The lines to reproduce from the material below are those from the one containing "Android permissions" through the one containing "I have an android", both included; write them out exactly and add nothing.
***** Materials provided
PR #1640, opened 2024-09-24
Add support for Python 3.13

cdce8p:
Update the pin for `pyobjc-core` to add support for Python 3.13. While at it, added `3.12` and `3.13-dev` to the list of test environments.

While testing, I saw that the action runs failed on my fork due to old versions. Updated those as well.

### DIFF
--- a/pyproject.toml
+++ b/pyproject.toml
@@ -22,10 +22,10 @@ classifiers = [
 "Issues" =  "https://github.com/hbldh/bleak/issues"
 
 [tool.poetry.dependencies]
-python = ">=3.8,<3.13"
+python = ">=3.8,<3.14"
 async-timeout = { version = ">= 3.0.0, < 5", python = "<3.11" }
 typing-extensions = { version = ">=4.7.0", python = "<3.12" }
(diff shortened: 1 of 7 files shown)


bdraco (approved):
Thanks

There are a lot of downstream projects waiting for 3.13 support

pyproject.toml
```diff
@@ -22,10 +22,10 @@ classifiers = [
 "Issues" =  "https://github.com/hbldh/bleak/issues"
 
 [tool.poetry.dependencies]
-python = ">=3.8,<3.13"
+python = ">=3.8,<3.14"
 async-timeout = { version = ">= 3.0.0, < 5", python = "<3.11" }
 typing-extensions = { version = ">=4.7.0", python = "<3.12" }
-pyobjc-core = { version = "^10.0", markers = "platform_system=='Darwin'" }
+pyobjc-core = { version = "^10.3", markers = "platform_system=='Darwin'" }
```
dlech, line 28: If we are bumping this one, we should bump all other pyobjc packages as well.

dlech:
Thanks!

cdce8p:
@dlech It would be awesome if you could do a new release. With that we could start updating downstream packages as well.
**********
***** Materials provided
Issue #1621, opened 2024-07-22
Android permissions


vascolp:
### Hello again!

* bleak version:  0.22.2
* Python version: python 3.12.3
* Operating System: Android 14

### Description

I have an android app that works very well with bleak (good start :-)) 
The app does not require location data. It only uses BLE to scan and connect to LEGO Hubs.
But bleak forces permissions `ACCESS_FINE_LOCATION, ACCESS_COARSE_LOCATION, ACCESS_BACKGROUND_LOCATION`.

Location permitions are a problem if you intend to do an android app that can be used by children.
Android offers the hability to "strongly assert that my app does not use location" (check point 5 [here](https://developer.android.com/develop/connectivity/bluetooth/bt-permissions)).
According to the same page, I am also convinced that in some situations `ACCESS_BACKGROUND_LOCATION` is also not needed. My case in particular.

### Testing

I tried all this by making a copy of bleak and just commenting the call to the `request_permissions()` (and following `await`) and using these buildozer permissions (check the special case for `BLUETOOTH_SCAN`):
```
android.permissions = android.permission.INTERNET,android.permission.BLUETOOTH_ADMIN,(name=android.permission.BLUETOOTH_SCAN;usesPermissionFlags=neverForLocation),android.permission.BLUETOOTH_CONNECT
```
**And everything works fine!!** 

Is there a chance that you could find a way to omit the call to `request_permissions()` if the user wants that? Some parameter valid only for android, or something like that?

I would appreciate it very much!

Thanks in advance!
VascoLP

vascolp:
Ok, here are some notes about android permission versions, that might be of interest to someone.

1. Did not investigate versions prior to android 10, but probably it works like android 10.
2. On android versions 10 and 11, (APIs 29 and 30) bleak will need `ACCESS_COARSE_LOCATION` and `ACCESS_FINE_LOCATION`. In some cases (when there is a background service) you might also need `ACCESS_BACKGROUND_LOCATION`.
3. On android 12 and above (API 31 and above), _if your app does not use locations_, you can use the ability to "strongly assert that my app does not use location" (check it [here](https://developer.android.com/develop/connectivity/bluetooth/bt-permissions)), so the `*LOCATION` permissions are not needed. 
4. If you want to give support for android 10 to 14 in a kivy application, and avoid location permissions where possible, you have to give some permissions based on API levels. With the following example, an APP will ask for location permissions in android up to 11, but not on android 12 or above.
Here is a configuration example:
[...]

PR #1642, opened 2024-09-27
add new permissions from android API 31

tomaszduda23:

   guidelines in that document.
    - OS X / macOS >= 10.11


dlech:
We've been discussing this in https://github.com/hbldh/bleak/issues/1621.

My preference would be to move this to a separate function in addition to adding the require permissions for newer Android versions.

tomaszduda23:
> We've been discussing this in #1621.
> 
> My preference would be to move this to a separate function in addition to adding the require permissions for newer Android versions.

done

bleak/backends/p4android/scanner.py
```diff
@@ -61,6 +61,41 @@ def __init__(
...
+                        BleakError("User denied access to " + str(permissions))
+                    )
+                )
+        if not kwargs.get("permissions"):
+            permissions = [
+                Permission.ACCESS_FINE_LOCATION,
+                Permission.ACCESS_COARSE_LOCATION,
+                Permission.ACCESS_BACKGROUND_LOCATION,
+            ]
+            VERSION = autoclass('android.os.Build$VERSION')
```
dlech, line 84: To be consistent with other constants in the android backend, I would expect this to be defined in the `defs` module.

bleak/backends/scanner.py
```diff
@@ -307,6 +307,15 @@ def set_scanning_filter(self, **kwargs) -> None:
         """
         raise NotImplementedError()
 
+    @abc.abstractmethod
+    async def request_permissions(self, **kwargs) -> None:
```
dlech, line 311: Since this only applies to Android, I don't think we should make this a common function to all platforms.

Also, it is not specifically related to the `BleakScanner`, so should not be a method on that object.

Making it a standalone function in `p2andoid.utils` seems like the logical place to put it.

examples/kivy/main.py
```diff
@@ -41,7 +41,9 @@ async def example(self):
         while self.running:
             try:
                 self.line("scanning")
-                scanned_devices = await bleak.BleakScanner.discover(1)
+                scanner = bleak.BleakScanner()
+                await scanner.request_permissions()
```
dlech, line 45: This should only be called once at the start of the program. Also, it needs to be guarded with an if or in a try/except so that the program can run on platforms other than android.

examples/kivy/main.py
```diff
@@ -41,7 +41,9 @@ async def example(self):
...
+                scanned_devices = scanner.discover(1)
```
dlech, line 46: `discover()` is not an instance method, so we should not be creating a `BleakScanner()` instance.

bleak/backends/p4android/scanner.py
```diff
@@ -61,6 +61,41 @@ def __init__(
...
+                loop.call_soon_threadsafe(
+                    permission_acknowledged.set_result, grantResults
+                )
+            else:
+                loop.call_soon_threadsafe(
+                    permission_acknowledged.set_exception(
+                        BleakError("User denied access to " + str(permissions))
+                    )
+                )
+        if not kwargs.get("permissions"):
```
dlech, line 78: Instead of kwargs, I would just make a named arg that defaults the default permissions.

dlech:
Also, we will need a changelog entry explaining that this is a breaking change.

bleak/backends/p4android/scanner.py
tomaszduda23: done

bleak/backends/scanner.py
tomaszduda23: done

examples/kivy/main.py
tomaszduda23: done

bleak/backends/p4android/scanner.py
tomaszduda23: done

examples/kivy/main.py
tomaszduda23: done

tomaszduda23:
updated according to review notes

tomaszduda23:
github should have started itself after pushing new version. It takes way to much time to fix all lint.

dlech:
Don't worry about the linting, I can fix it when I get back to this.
**********
Response area:
Android permissions


vascolp:
### Hello again!

* bleak version:  0.22.2
* Python version: python 3.12.3
* Operating System: Android 14

### Description

I have an android app that works very well with bleak (good start :-)) 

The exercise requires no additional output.